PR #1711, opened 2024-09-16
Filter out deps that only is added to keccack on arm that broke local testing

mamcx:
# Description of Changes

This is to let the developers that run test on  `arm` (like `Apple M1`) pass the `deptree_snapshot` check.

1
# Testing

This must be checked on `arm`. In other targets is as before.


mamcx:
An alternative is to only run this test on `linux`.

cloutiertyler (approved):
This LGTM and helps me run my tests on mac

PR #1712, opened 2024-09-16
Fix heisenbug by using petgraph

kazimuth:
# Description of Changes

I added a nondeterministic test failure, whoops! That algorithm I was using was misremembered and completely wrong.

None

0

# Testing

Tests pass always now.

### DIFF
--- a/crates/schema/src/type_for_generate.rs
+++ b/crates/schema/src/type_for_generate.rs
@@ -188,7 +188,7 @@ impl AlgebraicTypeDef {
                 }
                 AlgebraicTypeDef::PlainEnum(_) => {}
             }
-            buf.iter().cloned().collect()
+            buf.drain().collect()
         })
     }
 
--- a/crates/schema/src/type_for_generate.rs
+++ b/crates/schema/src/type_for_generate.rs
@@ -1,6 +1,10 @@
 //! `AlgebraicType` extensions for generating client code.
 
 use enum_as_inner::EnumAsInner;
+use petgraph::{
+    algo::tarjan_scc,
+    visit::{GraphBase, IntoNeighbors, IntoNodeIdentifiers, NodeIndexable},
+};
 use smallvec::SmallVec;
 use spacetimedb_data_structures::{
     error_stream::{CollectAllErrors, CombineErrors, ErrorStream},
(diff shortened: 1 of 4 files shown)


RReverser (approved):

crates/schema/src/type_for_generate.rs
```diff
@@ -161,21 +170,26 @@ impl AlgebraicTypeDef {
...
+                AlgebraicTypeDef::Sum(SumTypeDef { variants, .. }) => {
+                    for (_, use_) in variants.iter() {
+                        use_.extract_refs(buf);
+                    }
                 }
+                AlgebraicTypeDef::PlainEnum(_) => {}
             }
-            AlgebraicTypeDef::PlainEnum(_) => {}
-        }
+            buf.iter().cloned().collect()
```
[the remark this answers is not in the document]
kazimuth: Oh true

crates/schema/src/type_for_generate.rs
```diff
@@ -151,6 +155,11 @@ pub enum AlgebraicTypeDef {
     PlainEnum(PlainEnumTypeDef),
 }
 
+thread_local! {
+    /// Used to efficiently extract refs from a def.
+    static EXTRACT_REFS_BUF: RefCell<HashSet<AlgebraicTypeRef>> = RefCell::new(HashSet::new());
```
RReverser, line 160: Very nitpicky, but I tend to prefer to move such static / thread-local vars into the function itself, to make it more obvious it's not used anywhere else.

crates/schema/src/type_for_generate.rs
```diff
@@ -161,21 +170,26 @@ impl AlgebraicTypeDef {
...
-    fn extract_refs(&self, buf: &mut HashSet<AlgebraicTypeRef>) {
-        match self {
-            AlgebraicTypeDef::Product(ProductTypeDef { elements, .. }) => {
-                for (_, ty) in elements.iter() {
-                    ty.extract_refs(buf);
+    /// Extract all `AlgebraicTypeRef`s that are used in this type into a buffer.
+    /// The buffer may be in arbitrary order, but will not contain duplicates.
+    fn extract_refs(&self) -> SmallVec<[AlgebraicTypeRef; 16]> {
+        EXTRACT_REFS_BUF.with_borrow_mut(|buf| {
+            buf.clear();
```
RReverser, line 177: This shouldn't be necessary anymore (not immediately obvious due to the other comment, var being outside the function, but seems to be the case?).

━━━━━━━━━━━━━━━━━━━━

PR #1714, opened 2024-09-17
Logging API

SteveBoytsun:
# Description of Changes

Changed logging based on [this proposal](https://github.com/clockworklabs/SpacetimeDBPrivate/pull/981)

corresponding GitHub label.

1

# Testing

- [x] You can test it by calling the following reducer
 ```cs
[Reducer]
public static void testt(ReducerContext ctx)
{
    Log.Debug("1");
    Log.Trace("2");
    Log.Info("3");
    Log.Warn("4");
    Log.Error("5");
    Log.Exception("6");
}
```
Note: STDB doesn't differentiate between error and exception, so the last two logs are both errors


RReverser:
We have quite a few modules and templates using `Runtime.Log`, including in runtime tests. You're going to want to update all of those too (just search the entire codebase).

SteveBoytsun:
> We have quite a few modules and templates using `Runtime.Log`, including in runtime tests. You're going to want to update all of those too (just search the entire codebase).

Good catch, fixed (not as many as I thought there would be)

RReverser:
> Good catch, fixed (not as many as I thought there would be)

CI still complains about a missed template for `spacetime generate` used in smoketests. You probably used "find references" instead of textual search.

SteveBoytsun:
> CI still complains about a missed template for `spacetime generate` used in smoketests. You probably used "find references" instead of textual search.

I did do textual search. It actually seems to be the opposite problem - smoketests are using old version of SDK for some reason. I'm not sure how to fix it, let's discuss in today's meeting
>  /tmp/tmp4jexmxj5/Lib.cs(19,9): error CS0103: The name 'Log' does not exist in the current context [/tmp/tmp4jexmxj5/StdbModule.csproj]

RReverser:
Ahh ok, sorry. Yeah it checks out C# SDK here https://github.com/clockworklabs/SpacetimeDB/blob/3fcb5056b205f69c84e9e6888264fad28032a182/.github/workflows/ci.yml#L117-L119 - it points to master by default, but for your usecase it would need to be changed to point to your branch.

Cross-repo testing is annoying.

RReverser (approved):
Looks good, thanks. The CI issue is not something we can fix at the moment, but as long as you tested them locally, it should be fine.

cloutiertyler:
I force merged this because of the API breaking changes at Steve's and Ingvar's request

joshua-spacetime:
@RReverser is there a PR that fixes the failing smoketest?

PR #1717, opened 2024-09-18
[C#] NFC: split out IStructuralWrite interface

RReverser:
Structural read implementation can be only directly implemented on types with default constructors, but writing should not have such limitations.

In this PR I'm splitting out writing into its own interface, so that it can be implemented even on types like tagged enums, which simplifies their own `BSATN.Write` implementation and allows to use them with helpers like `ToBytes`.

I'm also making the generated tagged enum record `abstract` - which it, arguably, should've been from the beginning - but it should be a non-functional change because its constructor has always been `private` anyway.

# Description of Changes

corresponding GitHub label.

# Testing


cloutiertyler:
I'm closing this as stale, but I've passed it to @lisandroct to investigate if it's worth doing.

━━━━━━━━━━━━━━━━━━━━

Would you print, exactly as written, every line above from the one holding "Looks good, thanks." through the one holding "I'm also making", with both included and no other lines?

Looks good, thanks. The CI issue is not something we can fix at the moment, but as long as you tested them locally, it should be fine.

cloutiertyler:
I force merged this because of the API breaking changes at Steve's and Ingvar's request

joshua-spacetime:
@RReverser is there a PR that fixes the failing smoketest?

PR #1717, opened 2024-09-18
[C#] NFC: split out IStructuralWrite interface

RReverser:
Structural read implementation can be only directly implemented on types with default constructors, but writing should not have such limitations.

In this PR I'm splitting out writing into its own interface, so that it can be implemented even on types like tagged enums, which simplifies their own `BSATN.Write` implementation and allows to use them with helpers like `ToBytes`.

I'm also making the generated tagged enum record `abstract` - which it, arguably, should've been from the beginning - but it should be a non-functional change because its constructor has always been `private` anyway.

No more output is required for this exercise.